Saved data entries:
Issue #13, opened 2019-04-04
Implement String prototype methods


jasonwilliams:
## String prototype methods
These methods would be added to the String prototype object which is implemented here:
https://github.com/boa-dev/boa/blob/master/boa/src/builtins/string/mod.rs

Spec: https://tc39.es/ecma262/#sec-properties-of-the-string-prototype-object

**Implementation Example?**
See [charAt()](https://github.com/boa-dev/boa/blob/master/boa/src/builtins/string/mod.rs#L77-L119) and charCodeAt() for a good example

- [x] charAt()
- [x] codePointAt()
- [x] charCodeAt()
- [x] concat() 
- [x] endsWith()
- [x] includes()
- [x] indexOf()
- [x] lastIndexOf()
- [ ] localeCompare()
- [x] match()
- [x] matchAll()
- [x] normalize()
- [x] padEnd()
- [x] padStart()
- [x] repeat()
- [x] replace()
- [x] replaceAll()
- [x] search()
- [x] slice()
- [x] split()
- [x] startsWith()
- [x] substring()
- [ ] toLocaleLowerCase()
- [ ] toLocaleUpperCase()
- [x] toLowerCase()
- [x] toString()
- [x] toUpperCase()
- [x] trim()
- [x] trimEnd()
- [x] trimStart()
- [x] toString()
- [x] valueOf()
- [x] [@@iterator]()

callumquick:
I have started to write some implementations for concat() and repeat() but have encountered an issue: currently none of the String prototype methods work, even existing charAt and charCodeAt:

Using:
```
let a = "Hello world".chatAt(2);
console.log(a);
```

Results in the buffer holding only: "Error: undefined"

Is this a known issue or needs to be resolved before prototype methods can be added?

jasonwilliams:
Hey @callumquick hmm that’s interesting, I will take a look, I wonder if some of the changes have caused this to no longer work.

callumquick:
Thanks @jasonwilliams, generating the string via `new String(..)` is working with charAt(), charCodeAt(). Will now test with my new implementations.

callumquick:
On the topic of the boxing of the primitive string, the only current issue with concat(), repeat(), slice() and the other methods that should return strings is that through `to_value()` they come out as "string literals" again. This means you can't do the following:
```
let a = new String("Hello world");
a.concat("! ").repeat(2);
```
[...]

PR #56, opened 2019-07-06
Implement String.prototype.{padStart(), padEnd()}

callumquick:
Addition of new String.prototype methods padStart() and padEnd():
https://tc39.es/ecma262/#sec-string.prototype.padend
https://tc39.es/ecma262/#sec-string.prototype.padstart

Completes more of the outstanding tasks from #13.


jasonwilliams:
You're on fire!

PR #59, opened 2019-07-07
Fixed a bunch of Clippy issues

Razican:
Hi!
I ran Clippy and I saw a lot of warnings and errors. I fixed many of them, but there are still some concerns, especially with casting and with some handling of `Value`, that being a Gc object poses some issues with clones.

This also fixes one bug, previously, this code would print "b5":
```javascript
let a = "b";
let c = 5;

c + a;
```

This has been fixed.

It also improves the performance by reducig the amount of heap used, and the many clones around.

### DIFF
--- a/.travis.yml
+++ b/.travis.yml
@@ -4,7 +4,8 @@ rust:
   - beta
 cache: cargo
 before_script:
-  - rustup component add rustfmt
+  - rustup component add rustfmt clippy
 script:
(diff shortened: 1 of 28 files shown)


Razican:
I added the CI checks for Clippy and merged the latest master changes. As you will see in the CI, there will be a ton of Clippy warnings to fix still.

EXERCISE: The answer should consist of all lines from the records above that hold the word "prototype".

RESPONSE BOX:
Implement String prototype methods
## String prototype methods
These methods would be added to the String prototype object which is implemented here:
Spec: https://tc39.es/ecma262/#sec-properties-of-the-string-prototype-object
I have started to write some implementations for concat() and repeat() but have encountered an issue: currently none of the String prototype methods work, even existing charAt and charCodeAt:
Is this a known issue or needs to be resolved before prototype methods can be added?
Implement String.prototype.{padStart(), padEnd()}
Addition of new String.prototype methods padStart() and padEnd():
https://tc39.es/ecma262/#sec-string.prototype.padend
https://tc39.es/ecma262/#sec-string.prototype.padstart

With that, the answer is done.